For a customized model, you may also need to update the postprocessing configure:

postprocessor_args = {"yolo_masks": [(6, 7, 8), (3, 4, 5), (0, 1, 2)],                    # A list of 3 three-dimensional tuples for the YOLO masks
                      "yolo_anchors": [(10, 13), (16, 30), (33, 23), (30, 61), (62, 45),  # A list of 9 two-dimensional tuples for the YOLO anchors
                                       (59, 119), (116, 90), (156, 198), (373, 326)],
                      "obj_threshold": 0.6,                                               # Threshold for object coverage, float value between 0 and 1
                      "nms_threshold": 0.5,                                               # Threshold for non-max suppression algorithm, float value between 0 and 1
                      "yolo_input_resolution": input_resolution_yolov3_HW}

The informaiton can be found in the cfg file.
Could you give it a check, and do the corresponding update?

Thanks.

Hi,

I have checked anchors and marks in the custom cfg file, they are same. After running the code, still get the same error.

trt_outputs = common.do_inference_v2(context, bindings=bindings, inputs=inputs, outputs=outputs, stream=stream)

in common.py
def do_inference_v2(context, bindings, inputs, outputs, stream):
# Transfer input data to the GPU.
[cuda.memcpy_htod_async(inp.device, inp.host, stream) for inp in inputs]

This line is showing error. And I also not understand the why it’s show out at first time and its popping error.

Thanks.

Hi,

Would you mind to share the customized model (.cfg & weights) and the modified source (if any) with us?
We want to reproduce this in our environment first.

Thanks.

Hi,
here is the weight
here is cfg

Thanks

Hi,

Since your input is (416,416), you will also need to update the input dimension:

diff --git a/onnx_to_tensorrt.py b/onnx_to_tensorrt.py
index c4fd70b..86b8fb4 100644
--- a/onnx_to_tensorrt.py
+++ b/onnx_to_tensorrt.py
@@ -113,7 +113,7 @@ def get_engine(onnx_file_path, engine_file_path=""):
                         print (parser.get_error(error))
                     return None
             # The actual yolov3.onnx is generated with batch size 64. Reshape input to batch size 1
-            network.get_input(0).shape = [1, 3, 608, 608]
+            network.get_input(0).shape = [1, 3, 416, 416]
             print('Completed parsing of ONNX file')
             print('Building an engine from file {}; this may take a while...'.format(onnx_file_path))
             engine = builder.build_cuda_engine(network)
@@ -141,7 +141,7 @@ def main():
         'https://github.com/pjreddie/darknet/raw/f86901f6177dfc6116360a13cc06ab680e0c86b0/data/dog.jpg', checksum_reference=None)

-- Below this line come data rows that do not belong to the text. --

PR #1507, opened 2025-03-17
Remove old script

singiamtel:


singiamtel:
> Did you check it's not in the setup.py?

Yeah I did, and in principle we never have to worry about that again as it would make the `pip install` tests fail

PR #1515, opened 2025-03-31
Fix shellcheck warning

singiamtel:
This is a small change picked from #1445 to test whether #1459 is
properly creating the backups of the original alienv

CC @ktf


ktf:
I suggest we merge this kind of things in the morning. Apart from that, looks fine.

PR #1517, opened 2025-04-07
Add `bc` to slc9 dependencies

singiamtel:


ktf:
Can't we get rid of bc usage?

singiamtel:
We would need to chase all places where it's needed and replace it, I wanted to add it because of these ones, but there are probably more

https://github.com/AliceO2Group/AliceO2/blob/cadc5fa33d7eb8f28551a5f83c65d833d97ced16/Utilities/Tools/jobutils.sh#L294
https://github.com/AliceO2Group/AliceO2/blob/cadc5fa33d7eb8f28551a5f83c65d833d97ced16/prodtests/full-system-test/calib-workflow.sh#L18

PR #1520, opened 2025-04-14
Fix linter issues: Imports

singiamtel:
Unused imports, cleanup comparisons, etc


ktf:
As usual, I would prefer we split this kind of changes into one PR per kind of fix.

PR #1524, opened 2025-04-14
Fix linter issues: Unused f strings

singiamtel:
Includes prefer def over lambda, unused variables, unused f strings

### DIFF
--- a/alibot_helpers/github_utilities.py
+++ b/alibot_helpers/github_utilities.py
@@ -252,7 +252,7 @@ class GithubCachedClient(object):
         response = requests.post(url=url, data=data, headers=headers)
         sc = response.status_code
         if sc == 422:
-            print(f"GitHub error: Unprocessable Entity", file=sys.stderr)
+            print("GitHub error: Unprocessable Entity", file=sys.stderr)
             print('This usually means that the commit has reached the maximum number of statuses.', file=sys.stderr)
         return sc
 


cvmfs-mon/cvmfs-mon.py
```diff
@@ -42,7 +42,7 @@ def check(monit):
     try:
       api_url = monit["api_url"] + "/" + repo
       s = get(api_url).json()
-      ok = s["status"] == "ok"
```
ktf, line 45: What is the point of the comparison in the first place? Please split also this one.

ci/process-pull-request-http.py
```diff
@@ -172,7 +172,7 @@ def action_check_permissions(self, git, pr, perms, tests):
     self.action_approval_required(git, pr, perms, tests)
 
   def action_approval_required(self, git, pr, perms, tests):
-    pull = git.get_pull(pr, cached=True)
```
ktf, line 175: also here, I am not sure why you need to get the PR if then it's not needed. Does it update the cache?

alibot_helpers/github_utilities.py
```diff
@@ -252,7 +252,7 @@ def post(self, url, data, stable_api=True, **kwds):
         response = requests.post(url=url, data=data, headers=headers)
         sc = response.status_code
         if sc == 422:
-            print(f"GitHub error: Unprocessable Entity", file=sys.stderr)
```
ktf, line 255: This is fine. Just split it in a separate PR.

PR #1525, opened 2025-04-14
Remove unused script

singiamtel:


cvmfs-mon/cvmfs-mon.py
```diff
@@ -44,7 +44,6 @@ def check(monit):
     try:
       api_url = monit["api_url"] + "/" + repo
       s = get(api_url).json()
-      ok = s["status"] == "ok"
```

     # Two-dimensional tuple with the target network's (spatial) input resolution in HW ordered
-    input_resolution_yolov3_HW = (608, 608)
+    input_resolution_yolov3_HW = (416, 416)
     # Create a pre-processor object by specifying the required input resolution for YOLOv3
     preprocessor = PreprocessYOLO(input_resolution_yolov3_HW)
     # Load an image from the specified input path, and return it together with  a pre-processed version
@@ -150,7 +150,8 @@ def main():
     shape_orig_WH = image_raw.size

     # Output shapes expected by the post-processor
-    output_shapes = [(1, 255, 19, 19), (1, 255, 38, 38), (1, 255, 76, 76)]
+    output_shapes = [(1, 18, 13, 13), (1, 18, 26, 26), (1, 18, 52, 52)]
+
     # Do inference with TensorRT
     trt_outputs = []
     with get_engine(onnx_file_path, engine_file_path) as engine, engine.create_execution_context() as context:

However, we meet some error when converting your model.
Could you check if the output dimension is correct or not first?

$ python3 onnx_to_tensorrt.py
Reading engine from file yolov3.trt
Running inference on image dog.jpg...
Traceback (most recent call last):
  File "onnx_to_tensorrt.py", line 186, in <module>
    main()
  File "onnx_to_tensorrt.py", line 166, in main
    trt_outputs = [output.reshape(shape) for output, shape in zip(trt_outputs, output_shapes)]
  File "onnx_to_tensorrt.py", line 166, in <listcomp>
    trt_outputs = [output.reshape(shape) for output, shape in zip(trt_outputs, output_shapes)]
ValueError: cannot reshape array of size 6498 into shape (1,18,13,13)

Thanks.